After the on-the-runs legislation, we had the letters of comfort. I am glad the Secretary of State ruled out the application of letters of comfort today, but John Downey walked free from court as a result of letters of comfort. They were not issued by the Conservative Government; they just came to light after 2010. John Downey is responsible for the Hyde Park bombing that killed 11 service personnel and seven horses working alongside them. When he stood in the Old Bailey, he produced a letter that said, “You’re not currently or actively sought for investigation.” This Parliament has a history of bidding for the wrong people in my view. Our view will always be based on those who have suffered the most in Northern Ireland.

I am sure that the Government have got the impression that we will not be with them on Second Reading of the Bill, but the issues are far too important for us to say that we cannot have any part of it and therefore not engage.

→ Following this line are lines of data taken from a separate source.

PR #269, opened 2018-11-18
schlib/rules: style fixes

diegoherranz:
Most of them as reported by flake8.
Still a few things to be fixed, but this was the most obvious/trivial stuff.

Let me know if you disagree with any change and I can fix or remove it.

Thanks!


poeschlr:
There is a lot of noise in the source code changes as you have one commit for fixing programming style stuff and for adding your changes.

Could you detail what this really changed and where i should look for in the files?

diegoherranz:
It is only coding style. I did split this from https://github.com/KiCad/kicad-library-utils/pull/268 on purpose to make the review easier. And in case we only wanted the actual fixes and not the coding style ones.

poeschlr:
I am not so sure about your changes for the "not in" operators. I feel `x not in y` is easier to read than `not x in y` (The not in operator is a special operator defined to be the exact inverse of in: https://stackoverflow.com/a/54437309)

Even flake suggest it that way: https://lintlyci.github.io/Flake8Rules/rules/E713.html

diegoherranz:
That's what I think I did, turning a few `not x in y` into `x not in y`.
Example: https://github.com/KiCad/kicad-library-utils/pull/269/files#diff-18755e901d1e91a969f0d39e9bc19e27L66

poeschlr:
I am an idiot. I read the diff wrong. (don't ask why, i don't know how i managed that.)
Ignore my last response. All is well. Thanks

PR #271, opened 2018-12-10
Minor improvements to sch + schlib

madworx:
sch + schlib: Add __init__py. files to enable kicad-library-utils to be included as a Python module.
schlib: Enable finding modules by "alias" in addition to name.


poeschlr:
are the init files empty on purpose?

poeschlr:
Empty init files are not needed it seems for python 3: https://stackoverflow.com/a/48804718 So i would suggest to fill out the init files with importing sub files as required. That allows you to import the library without needing to know how the files are named inside it.

Python 2 is dead so we really do not want to sink any resources in supporting it ;) https://pythonclock.org/

PR #272, opened 2018-12-11
extends the range of Conn_2Rows to 75 pins 

herostrat:
Reason is preparation of https://github.com/KiCad/kicad-footprints/pull/879

It adds 3 new connectors.
The previous limit was afaik arbitrary.


herostrat:
I now have, sorry for the huge delay.
https://github.com/KiCad/kicad-symbols/pull/1825

myfreescalewebpage:
Symbols have been merged.

PR #273, opened 2018-12-13
G1.7 should produce an error, not a warning

fauxpark:
The [wording of this rule](http://kicad-pcb.org/libraries/klc/G1.7/) "must always" suggests that this check should error out if it encounters a file with CRLF line endings. The .gitattributes file should catch most of these by automatically converting to LF during the commit, but apparently it does not apply when committing through the browser.

The unfortunate part is that when working on Windows, running the check before committing will show this error, but provided there are no other issues flagged you can just commit anyway and reset your working tree.


poeschlr:
Thanks

Issue #275, opened 2018-12-22
Allow step files in footprints


drid:
According to https://github.com/KiCad/kicad-packages3D both WRL and STEP can be used.

KLC F9.3 should be updated accordingly

poeschlr:
Sorry no we do not allow footprints to point to step files. If kicad needs step it does exchange the file format automatically. We are aware that a better solution would have been to have no file ending at all but we did not have the luxury to start with a clean slate.

PR #276, opened 2018-12-22
#275 Allow step files in F9.3

drid:
According to https://github.com/KiCad/kicad-packages3D both WRL and STEP can be used.

KLC F9.3 should be updated accordingly


herostrat:
Just for better overview
This is the Issue drid opened for this PR:
https://github.com/KiCad/kicad-library-utils/issues/275

fauxpark:
[F9.3.8 states](http://kicad-pcb.org/libraries/klc/F9.3/):

> Filetype must be .wrl (KiCad replaces it with .step automatically for the step export.)

As far as I can tell it's not necessary for the check scripts to care about STEP files since they are apparently only used for MCAD integration. Thus it was actually removed in https://github.com/KiCad/kicad-library-utils/commit/15bec825d90951bba156bd8a24276b88d6ca58d4.

poeschlr:
@fauxpark is correct. i detailed it in the original issue. Closed as invalid.

PR #280, opened 2019-01-12
Clean up DIP switch generator script

fauxpark:
As with #256, this script now generates DIP switch symbols with KiCadSymbolGenerator.

The only differences between the generated symbols and the current library symbols are the out-of-order drawing lines (which KiCad will fix on save) and the deMorgan parameter (the generator defaults to 1).


poeschlr:
Thanks

PR #2340, opened 2017-11-26
CLOUDSTACK-10106: GPU/vGPU Support on VMWare

nitin-maharana:
Please refer the ticket for description and FS.

Ticket: [CLOUDSTACK-10106](https://issues.apache.org/jira/browse/CLOUDSTACK-10106)

Note:
====
Currently, It supports NVIDIA GRID K1 & GRID K2 cards on ESXi 6.0 U2 and later version.


plugins/hypervisors/vmware/src/com/cloud/hypervisor/vmware/resource/VmwareResource.java
```diff
@@ -2254,6 +2270,46 @@ protected void configureVideoCard(VirtualMachineMO vmMo, VirtualMachineTO vmSpec
         }
     }
 
+    /**
+     * Sets GPU card details to the one provided in detail vgpu.type (if provided) on {@code vmConfigSpec}.
+     * @param vmMo
```
rafaelweingartner: @nitin-maharana I think that these @param without much explanations can be removed.

plugins/hypervisors/vmware/src/com/cloud/hypervisor/vmware/resource/VmwareResource.java
```diff
@@ -2254,6 +2270,46 @@ protected void configureVideoCard(VirtualMachineMO vmMo, VirtualMachineTO vmSpec
...
+                s_logger.error(msg);
+                throw new Exception(msg);
+            }
+
+            pciPassthroughDevice = hostMo.prepareDirectPciPassthroughDevice(hostPciDeviceInfo);
+        } else {
+            pciPassthroughDevice = hostMo.prepareSharedPciPassthroughDevice(vGpuProfile);
+        }
+
+        if (pciPassthroughDevice != null) {
```
rafaelweingartner: Is it possible for this `pciPassthroughDevice ` to be null after the previous IF/ELSE?

plugins/hypervisors/vmware/src/com/cloud/hypervisor/vmware/resource/VmwareResource.java
```diff
@@ -3348,9 +3404,35 @@ protected Answer execute(StopCommand cmd) {
         // i.e., i-x-y. This is the internal VM name.
         VmwareContext context = getServiceContext();
         VmwareHypervisorHost hyperHost = getHyperHost(context);
+
         try {
             VirtualMachineMO vmMo = hyperHost.findVmOnHyperHost(cmd.getVmName());
+
             if (vmMo != null) {
```
rafaelweingartner: What about extracting this code from 3411-3429 to a method? It might also be good to Document it, and write some unit test cases

plugins/hypervisors/vmware/src/com/cloud/hypervisor/vmware/resource/VmwareResource.java
```diff
@@ -4766,6 +4848,31 @@ protected Answer execute(UnregisterNicCommand cmd) {
         }
     }
 
+    /**
+     * GetGPUStatsCommand is used to collect the GPU/vGPU details of all the
+     * GPU enabled hosts.
+     * Do Nothing.
+     * @param cmd
```
rafaelweingartner: These @param and @result without much description you remove them

plugins/hypervisors/vmware/src/com/cloud/hypervisor/vmware/resource/VmwareResource.java
```diff
@@ -4766,6 +4848,31 @@ protected Answer execute(UnregisterNicCommand cmd) {
...
+     */
+    protected Answer execute(final GetGPUStatsCommand cmd) {
+        final VmwareContext context = getServiceContext();
+        final VmwareHypervisorHost hyperHost = getHyperHost(context);
+        final HostMO hostMo = new HostMO(context, hyperHost.getMor());
+
+        HashMap<String, HashMap<String, VgpuTypesInfo>> groupDetails = new HashMap<String, HashMap<String, VgpuTypesInfo>>();
+
+        try {
+            groupDetails = hostMo.getGPUGroupDetails();
```
rafaelweingartner: What about using the code of line 4873 right after this line?

plugins/hypervisors/vmware/src/com/cloud/hypervisor/vmware/resource/VmwareResource.java
```diff
@@ -5101,14 +5209,32 @@ private void fillHostNetworkInfo(VmwareContext serviceContext, StartupRoutingCom
...
+        final VmwareHypervisorHost hyperHost = getHyperHost(context);
+        final HostMO hostMo = new HostMO(context, hyperHost.getMor());
+
+        try {
+            final HashMap<String, HashMap<String, VgpuTypesInfo>> groupDetails = hostMo.getGPUGroupDetails();
+            cmd.setGpuGroupDetails(groupDetails);
+            if (groupDetails != null && !groupDetails.isEmpty()) {
+                cmd.setHostTags("GPU");
+            }
+        } catch (final Exception e) {
```
rafaelweingartner: Can't we use a more specific exception here?

plugins/hypervisors/vmware/src/com/cloud/hypervisor/vmware/resource/VmwareResource.java
nitin-maharana: @rafaelweingartner, I just cross-checked, It's not possible because we initialize the object in hostMo prepareDirectPciPassthroughDevice and prepareSharedPciPassthroughDevice If/Else statement. It's redundant but I feel it's safe to check. Do you want me to remove?  Thanks!!

plugins/hypervisors/vmware/src/com/cloud/hypervisor/vmware/resource/VmwareResource.java
nitin-maharana: Sure, I would do that.

plugins/hypervisors/vmware/src/com/cloud/hypervisor/vmware/resource/VmwareResource.java
nitin-maharana: You mean this statement: return new GetGPUStatsAnswer(cmd, groupDetails);?

plugins/hypervisors/vmware/src/com/cloud/hypervisor/vmware/resource/VmwareResource.java
nitin-maharana: Sure. I will modify this.

plugins/hypervisors/vmware/src/com/cloud/hypervisor/vmware/resource/VmwareResource.java
rafaelweingartner: Well, I understand the idea to code avoiding/deflecting null pointer exceptions. However, cases like this when it is not possible to happen a null pointer exception. I would not do the check/conditional; otherwise, it feels that for every time we use an object we would have to add a conditional checking if that object is a null value or not.

I would not force (suggest strongly) you to remove this because it does not harm the code, but I called your attention to this matter. I know that it might seem nice that we are deflecting null pointers, but if they do not happen at all, we are not deflecting anything ;)

It is a personal choice (so the power is yours here).

plugins/hypervisors/vmware/src/com/cloud/hypervisor/vmware/resource/VmwareResource.java
rafaelweingartner: Yes this one. Then, you could do directly inside the Try/catch:
` HashMap<String, HashMap<String, VgpuTypesInfo>> groupDetails = hostMo.getGPUGroupDetails()`

This would avoid the creation of a hashmap that is subsequently just dropped for the garbage collector.

rhtyd:
@nitin-maharana can you address outstanding comments, then I can initiate testing for you.

nitin-maharana:
@rhtyd Done!!

rhtyd:
Re-review requested.
@blueorangutan package

vmware-base/src/com/cloud/hypervisor/vmware/mo/HostMO.java
```diff
@@ -1184,4 +1206,261 @@ public ManagedObjectReference waitForPortGroup(String networkName, long timeOutM
...
+                                    }
+                                }
+                            }
+                        }
+                    }
+
+                    // If GRID K1, then search for only K1 vGPU types. Same for GRID K2.
+                    // The remaining capacity of one type affects other vGPU type capacity.
+                    // Each GPU should always contain one type of vGPU VMs.
+                    if ((groupName.equals("NVIDIAGRID K1") && vgpuType.equals("grid_k100")) || (groupName.equals("NVIDIAGRID K2") && vgpuType.equals("grid_k200"))) {
```
rhtyd: @nitin-maharana can you refactor this code by assigning the groupName against an index where `graphicInfo.getVm().size()` should be used instead of static/hard-coded `remainingCapacities` values.

vmware-base/src/com/cloud/hypervisor/vmware/mo/HostMO.java
```diff
@@ -1184,4 +1206,261 @@ public ManagedObjectReference waitForPortGroup(String networkName, long timeOutM
...
+                        remainingCapacities[3] -= 2l;
+                        remainingCapacities[4] -= ((long)graphicInfo.getVm().size());
+                    }
+                }
+            }
+        }
+
+        //Pattern.matches("grid_k100|grid_k1[2468]0[q]", gpuType)
+        for (final String gpuType : sharedPassthruGpuTypes) {
+            if ((groupName.equals("NVIDIAGRID K1") && gpuType.equals("grid_k100")) || (groupName.equals("NVIDIAGRID K2") && gpuType.equals("grid_k200"))) {
```
rhtyd: @nitin-maharana it's probably worth exploring refactoring each supported gfx card type as it's own class wrapping the behaviour of what gpuCapacity to put?

rhtyd:
@nitin-maharana I've left some remarks and I feel the code may be further refactored, thanks.

vmware-base/src/com/cloud/hypervisor/vmware/mo/HostMO.java
nitin-maharana: @rhtyd, I didn't get you properly. I guess you are saying to replace the multiple remainingCapacities assignments present in the if..else statement with a single assignment using index variable by matching the grid type. Am I correct?

Note:
Actually, the reason why I hardcoded those assignments because unlike XenServer, VMware doesn't provide libraries to get the remaining capacities of each vGPU type. To obtain that I used the VM size, which says how many VMs of the particular vGPU type present in the card. Accordingly, it reduces the capacity of each vGPU type(One vGPU type affects the capacity of other vGPU types).

rhtyd: @nitin-maharana my suggestion is around refactoring, all the ifs specific to a graphics card type/name could be wrapped to a class where the behavior settings/values could be moved. It will make it easier in future to add more graphics cards, maintain code etc.

rhtyd:
@nitin-maharana can you rebase against latest master, thanks.

rhtyd:
@nitin-maharana can you rebase against latest master, thanks.

nitin-maharana:
@rhtyd, I am sorry, somehow I missed your comment. Rebased against latest master. Thank You!

rhtyd:
@blueorangutan package

rhtyd:
@blueorangutan test centos7 vmware-65

rhtyd:
Test LGTM, but I think the code could be further refactored. I'm unable to find time to do that @nitin-maharana but please see parts of the code where you see several ifs-elses, see how you can improve that and also add more tests?

DennisKonrad:
@rhtyd @nitin-maharana @rafaelweingartner 
What do you think about this pull request? This kind of feature (vGPU) will only become more relevant in the future for all of us.

Is there are way to proceed getting things like this into the master?

onitake:
I think GPU passthrough should be much more general than this.
Only supporting a handful of particular NVIDIA products is not very future-proof.
See here: https://www.nvidia.com/en-us/data-center/graphics-cards-for-virtualization/

This article explains different approaches: https://blogs.vmware.com/apps/2018/07/using-gpus-with-virtual-machines-on-vsphere-part-1-overview.html

While the pull request is focused on NVIDIA GRID tech, where GPUs are shared between VMs, PCI passthrough for dedicating a single GPU to a single VM should also be possible.

onitake:
And here's a list of current GPUs supported by NVIDIA GRID: https://www.nvidia.com/object/vgpu-certified-servers.html

Kepler isn't even mentioned any more...

DaanHoogland:
closing this as it is picked up in #3527 (and it needs lo0ve there as well)

rhtyd:
Hi, the PR got auto-closed due to no known source repository or some other Github-specific issue during the recent renaming of the default branch to `main`. If you wish kindly submit a new PR.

I want the Government to hear us loudly and clearly that we will be tabling amendments, and we will seek as much cross-party and cross-community support for those amendments as possible. I hope that if we do that in the spirit of good will and co-operation, the Government will engage in these thoughtful considerations about sentencing and time served, because getting a conviction, being out on licence and having all the freedoms that people enjoy while their victims do not is simply not sufficient. We need to rule out the ability of people who have actively evaded justice, and who the Government have sought through extradition proceedings, to come home and retire with dignity. I hope that we will get a willing ear, Mr Deputy Speaker.